_Records for this exercise_
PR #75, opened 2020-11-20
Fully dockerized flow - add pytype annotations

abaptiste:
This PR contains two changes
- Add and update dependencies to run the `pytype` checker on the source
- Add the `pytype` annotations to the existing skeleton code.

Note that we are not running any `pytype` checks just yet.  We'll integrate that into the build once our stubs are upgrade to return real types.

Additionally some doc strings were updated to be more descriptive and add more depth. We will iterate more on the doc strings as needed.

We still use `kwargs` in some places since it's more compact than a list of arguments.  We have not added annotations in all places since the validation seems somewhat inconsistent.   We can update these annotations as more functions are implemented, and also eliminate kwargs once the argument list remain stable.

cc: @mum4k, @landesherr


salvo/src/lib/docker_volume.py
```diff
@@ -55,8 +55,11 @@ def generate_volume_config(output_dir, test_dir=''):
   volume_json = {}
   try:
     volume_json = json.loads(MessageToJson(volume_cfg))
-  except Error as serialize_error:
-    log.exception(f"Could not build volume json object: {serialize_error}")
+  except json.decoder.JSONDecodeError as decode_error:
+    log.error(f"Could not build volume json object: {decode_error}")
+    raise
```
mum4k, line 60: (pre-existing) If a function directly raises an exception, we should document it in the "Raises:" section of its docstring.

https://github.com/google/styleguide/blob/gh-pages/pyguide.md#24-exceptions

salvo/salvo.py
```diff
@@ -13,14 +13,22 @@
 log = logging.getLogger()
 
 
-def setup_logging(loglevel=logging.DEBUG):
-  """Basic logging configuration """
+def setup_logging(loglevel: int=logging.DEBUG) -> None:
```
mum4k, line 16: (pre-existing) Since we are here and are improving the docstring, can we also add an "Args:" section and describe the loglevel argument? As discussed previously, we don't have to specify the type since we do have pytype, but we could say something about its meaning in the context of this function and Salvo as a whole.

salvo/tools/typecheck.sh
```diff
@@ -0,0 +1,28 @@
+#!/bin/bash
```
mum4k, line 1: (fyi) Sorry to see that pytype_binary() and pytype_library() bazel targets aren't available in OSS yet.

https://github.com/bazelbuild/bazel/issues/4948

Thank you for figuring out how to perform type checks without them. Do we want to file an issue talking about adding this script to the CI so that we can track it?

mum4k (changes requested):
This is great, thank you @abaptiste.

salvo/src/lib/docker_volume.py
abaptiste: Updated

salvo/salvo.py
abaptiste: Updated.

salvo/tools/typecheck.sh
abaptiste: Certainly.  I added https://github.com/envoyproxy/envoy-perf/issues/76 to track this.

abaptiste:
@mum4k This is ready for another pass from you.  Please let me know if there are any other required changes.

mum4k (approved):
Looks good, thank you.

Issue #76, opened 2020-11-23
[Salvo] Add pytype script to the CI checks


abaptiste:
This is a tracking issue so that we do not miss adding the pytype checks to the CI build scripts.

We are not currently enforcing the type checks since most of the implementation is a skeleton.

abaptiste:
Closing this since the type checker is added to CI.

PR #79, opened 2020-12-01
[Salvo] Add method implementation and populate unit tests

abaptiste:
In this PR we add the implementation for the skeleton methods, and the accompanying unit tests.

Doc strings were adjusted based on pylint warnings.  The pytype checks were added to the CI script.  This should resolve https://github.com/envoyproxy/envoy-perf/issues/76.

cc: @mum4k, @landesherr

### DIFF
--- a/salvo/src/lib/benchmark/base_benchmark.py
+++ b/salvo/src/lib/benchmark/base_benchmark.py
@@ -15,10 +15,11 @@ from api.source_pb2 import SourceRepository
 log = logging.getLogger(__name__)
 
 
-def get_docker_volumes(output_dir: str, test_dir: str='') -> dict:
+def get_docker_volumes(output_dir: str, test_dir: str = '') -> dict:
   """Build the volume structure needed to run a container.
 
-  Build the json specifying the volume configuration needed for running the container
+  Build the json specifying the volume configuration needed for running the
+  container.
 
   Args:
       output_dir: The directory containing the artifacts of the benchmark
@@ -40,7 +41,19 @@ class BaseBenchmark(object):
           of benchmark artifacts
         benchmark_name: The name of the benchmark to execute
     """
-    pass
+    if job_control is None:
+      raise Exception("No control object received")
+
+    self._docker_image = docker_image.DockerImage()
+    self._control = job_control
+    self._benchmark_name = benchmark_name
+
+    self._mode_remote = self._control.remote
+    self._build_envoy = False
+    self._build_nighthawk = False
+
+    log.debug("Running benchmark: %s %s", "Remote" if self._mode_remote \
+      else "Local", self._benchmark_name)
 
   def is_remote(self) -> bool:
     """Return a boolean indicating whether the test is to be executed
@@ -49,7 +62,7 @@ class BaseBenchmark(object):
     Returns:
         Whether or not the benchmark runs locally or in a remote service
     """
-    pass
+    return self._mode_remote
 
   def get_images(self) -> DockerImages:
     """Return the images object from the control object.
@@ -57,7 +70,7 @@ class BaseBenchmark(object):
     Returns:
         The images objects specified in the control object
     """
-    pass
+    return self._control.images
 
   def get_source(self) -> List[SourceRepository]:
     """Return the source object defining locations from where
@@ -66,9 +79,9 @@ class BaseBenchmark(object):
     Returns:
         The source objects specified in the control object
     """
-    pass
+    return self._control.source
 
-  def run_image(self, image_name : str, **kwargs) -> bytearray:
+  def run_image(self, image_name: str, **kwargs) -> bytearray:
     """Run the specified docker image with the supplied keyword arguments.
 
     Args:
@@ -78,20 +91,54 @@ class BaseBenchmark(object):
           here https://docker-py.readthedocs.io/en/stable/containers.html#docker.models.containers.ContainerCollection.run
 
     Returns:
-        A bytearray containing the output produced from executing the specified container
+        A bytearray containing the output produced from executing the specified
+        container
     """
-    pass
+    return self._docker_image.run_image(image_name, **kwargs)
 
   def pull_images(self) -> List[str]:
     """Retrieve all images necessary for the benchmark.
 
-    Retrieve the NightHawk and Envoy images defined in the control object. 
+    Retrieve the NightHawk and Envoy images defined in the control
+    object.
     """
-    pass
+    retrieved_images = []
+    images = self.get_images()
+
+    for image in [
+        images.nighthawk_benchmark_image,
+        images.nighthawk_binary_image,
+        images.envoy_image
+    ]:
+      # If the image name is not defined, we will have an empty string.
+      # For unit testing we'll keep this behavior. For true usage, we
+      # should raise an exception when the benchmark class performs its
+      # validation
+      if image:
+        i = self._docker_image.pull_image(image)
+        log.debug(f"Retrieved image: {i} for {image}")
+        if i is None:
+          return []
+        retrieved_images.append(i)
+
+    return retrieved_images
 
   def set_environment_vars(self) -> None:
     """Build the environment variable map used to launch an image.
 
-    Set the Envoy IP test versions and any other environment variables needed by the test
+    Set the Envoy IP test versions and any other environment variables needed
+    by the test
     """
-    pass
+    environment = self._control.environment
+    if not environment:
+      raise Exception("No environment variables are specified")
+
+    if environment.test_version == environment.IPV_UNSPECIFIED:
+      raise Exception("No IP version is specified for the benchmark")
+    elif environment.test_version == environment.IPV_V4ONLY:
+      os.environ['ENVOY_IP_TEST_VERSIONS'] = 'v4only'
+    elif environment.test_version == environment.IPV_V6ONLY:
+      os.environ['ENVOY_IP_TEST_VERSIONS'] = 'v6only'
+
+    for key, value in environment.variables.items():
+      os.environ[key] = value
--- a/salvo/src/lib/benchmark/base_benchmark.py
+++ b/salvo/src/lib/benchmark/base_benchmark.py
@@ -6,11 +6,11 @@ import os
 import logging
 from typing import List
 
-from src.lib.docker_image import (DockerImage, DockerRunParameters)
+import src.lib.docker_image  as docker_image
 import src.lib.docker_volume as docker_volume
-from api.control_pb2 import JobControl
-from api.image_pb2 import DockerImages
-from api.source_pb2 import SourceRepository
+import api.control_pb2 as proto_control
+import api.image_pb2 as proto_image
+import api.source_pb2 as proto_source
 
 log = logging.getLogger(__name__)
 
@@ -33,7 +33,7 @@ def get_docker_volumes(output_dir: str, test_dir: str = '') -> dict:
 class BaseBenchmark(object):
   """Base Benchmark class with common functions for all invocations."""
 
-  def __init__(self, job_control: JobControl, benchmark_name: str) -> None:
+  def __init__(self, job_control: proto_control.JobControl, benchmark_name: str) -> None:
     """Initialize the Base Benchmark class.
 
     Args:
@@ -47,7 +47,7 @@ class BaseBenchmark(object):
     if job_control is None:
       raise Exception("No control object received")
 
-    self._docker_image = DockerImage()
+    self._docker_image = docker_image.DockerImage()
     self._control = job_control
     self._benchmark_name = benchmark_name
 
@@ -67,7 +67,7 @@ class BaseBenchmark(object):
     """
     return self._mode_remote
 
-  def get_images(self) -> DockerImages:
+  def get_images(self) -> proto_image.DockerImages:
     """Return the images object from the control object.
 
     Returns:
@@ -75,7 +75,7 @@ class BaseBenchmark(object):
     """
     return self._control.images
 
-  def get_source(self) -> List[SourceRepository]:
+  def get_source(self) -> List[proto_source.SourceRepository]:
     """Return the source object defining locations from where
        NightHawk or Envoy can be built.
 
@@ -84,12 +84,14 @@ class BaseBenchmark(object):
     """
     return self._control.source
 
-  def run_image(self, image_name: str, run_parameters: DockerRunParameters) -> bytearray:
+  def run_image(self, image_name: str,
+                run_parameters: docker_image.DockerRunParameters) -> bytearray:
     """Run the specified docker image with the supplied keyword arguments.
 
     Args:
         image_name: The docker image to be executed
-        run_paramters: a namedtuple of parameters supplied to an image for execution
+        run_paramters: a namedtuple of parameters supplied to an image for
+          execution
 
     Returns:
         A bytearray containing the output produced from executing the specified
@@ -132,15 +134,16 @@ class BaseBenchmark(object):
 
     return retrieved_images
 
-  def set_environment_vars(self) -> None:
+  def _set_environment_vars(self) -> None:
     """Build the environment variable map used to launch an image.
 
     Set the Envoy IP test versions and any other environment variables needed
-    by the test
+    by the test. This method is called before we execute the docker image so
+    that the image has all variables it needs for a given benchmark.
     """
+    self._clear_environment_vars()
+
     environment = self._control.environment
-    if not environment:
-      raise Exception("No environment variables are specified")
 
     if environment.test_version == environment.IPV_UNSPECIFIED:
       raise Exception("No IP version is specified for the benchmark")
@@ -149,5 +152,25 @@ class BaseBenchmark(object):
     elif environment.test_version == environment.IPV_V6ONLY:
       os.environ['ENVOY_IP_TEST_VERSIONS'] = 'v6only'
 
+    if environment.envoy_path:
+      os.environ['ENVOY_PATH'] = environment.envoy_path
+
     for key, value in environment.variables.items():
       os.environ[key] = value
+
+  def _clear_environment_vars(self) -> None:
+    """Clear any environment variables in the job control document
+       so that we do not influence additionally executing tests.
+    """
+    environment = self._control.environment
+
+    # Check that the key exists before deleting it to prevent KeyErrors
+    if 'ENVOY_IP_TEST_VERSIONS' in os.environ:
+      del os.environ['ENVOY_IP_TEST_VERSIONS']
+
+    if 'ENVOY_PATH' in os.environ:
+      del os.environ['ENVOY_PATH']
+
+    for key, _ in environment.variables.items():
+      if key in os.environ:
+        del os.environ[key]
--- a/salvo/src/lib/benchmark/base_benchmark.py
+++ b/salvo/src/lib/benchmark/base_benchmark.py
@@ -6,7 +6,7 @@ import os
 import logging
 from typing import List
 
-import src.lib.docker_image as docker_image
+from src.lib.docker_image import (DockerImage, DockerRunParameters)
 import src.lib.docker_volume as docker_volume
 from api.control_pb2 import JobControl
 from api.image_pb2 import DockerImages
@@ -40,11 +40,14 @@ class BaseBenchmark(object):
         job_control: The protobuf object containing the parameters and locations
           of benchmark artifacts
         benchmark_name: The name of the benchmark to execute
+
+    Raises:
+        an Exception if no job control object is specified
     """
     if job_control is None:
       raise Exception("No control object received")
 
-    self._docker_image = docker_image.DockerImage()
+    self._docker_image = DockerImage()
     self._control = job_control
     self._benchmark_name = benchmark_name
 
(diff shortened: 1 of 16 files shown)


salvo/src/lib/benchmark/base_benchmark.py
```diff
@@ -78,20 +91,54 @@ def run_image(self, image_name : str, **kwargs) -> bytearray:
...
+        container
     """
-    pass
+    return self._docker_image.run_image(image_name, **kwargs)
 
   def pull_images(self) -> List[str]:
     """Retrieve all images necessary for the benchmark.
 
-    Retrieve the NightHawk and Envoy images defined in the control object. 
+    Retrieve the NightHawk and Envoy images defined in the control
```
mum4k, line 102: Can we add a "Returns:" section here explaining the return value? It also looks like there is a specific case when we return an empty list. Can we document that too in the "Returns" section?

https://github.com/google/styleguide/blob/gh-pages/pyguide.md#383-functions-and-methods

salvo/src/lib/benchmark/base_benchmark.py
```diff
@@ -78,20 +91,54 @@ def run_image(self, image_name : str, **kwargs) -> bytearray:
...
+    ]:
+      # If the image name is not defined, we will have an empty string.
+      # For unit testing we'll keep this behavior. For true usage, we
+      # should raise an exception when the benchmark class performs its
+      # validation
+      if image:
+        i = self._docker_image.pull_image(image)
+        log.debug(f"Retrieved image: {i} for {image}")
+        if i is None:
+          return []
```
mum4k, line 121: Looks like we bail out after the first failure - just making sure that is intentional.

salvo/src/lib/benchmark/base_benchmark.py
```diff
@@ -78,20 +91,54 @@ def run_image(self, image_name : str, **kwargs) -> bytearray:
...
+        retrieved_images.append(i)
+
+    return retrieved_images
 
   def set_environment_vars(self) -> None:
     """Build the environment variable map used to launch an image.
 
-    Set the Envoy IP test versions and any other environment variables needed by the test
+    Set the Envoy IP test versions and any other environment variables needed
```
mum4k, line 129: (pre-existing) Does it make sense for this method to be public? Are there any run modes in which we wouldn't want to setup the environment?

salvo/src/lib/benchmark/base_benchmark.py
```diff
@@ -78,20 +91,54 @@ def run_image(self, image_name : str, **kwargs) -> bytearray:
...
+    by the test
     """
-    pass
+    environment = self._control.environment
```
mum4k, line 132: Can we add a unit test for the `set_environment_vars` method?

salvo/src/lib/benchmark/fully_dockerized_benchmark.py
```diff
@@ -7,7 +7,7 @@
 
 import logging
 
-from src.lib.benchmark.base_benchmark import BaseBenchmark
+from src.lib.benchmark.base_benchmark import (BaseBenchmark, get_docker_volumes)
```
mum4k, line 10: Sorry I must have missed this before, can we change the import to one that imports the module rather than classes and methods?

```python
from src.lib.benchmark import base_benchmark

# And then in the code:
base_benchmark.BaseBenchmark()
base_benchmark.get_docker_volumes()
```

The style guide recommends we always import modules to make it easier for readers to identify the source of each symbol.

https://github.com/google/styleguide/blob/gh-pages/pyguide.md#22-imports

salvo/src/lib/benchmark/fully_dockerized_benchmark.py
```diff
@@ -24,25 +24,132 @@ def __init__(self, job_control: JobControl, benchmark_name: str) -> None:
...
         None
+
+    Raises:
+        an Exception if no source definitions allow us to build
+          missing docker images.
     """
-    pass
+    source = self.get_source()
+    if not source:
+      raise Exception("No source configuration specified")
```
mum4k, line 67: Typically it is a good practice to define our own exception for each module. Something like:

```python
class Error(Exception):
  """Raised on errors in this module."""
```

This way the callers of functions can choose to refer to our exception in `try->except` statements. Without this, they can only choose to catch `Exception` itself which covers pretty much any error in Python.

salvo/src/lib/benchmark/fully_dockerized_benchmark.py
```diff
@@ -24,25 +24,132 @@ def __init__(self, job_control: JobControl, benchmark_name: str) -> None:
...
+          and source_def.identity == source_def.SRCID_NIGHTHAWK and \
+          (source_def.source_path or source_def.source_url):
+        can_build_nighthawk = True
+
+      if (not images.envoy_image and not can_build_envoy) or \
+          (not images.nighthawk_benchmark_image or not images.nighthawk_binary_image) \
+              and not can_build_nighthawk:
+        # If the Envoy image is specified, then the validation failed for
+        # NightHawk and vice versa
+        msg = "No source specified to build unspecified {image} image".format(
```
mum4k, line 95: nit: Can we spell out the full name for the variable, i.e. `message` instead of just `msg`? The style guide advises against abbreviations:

_Goal of the exercise_
For the string "blob", show each line of the listing where it appears.

_Task result_
https://github.com/google/styleguide/blob/gh-pages/pyguide.md#24-exceptions
https://github.com/google/styleguide/blob/gh-pages/pyguide.md#383-functions-and-methods
https://github.com/google/styleguide/blob/gh-pages/pyguide.md#22-imports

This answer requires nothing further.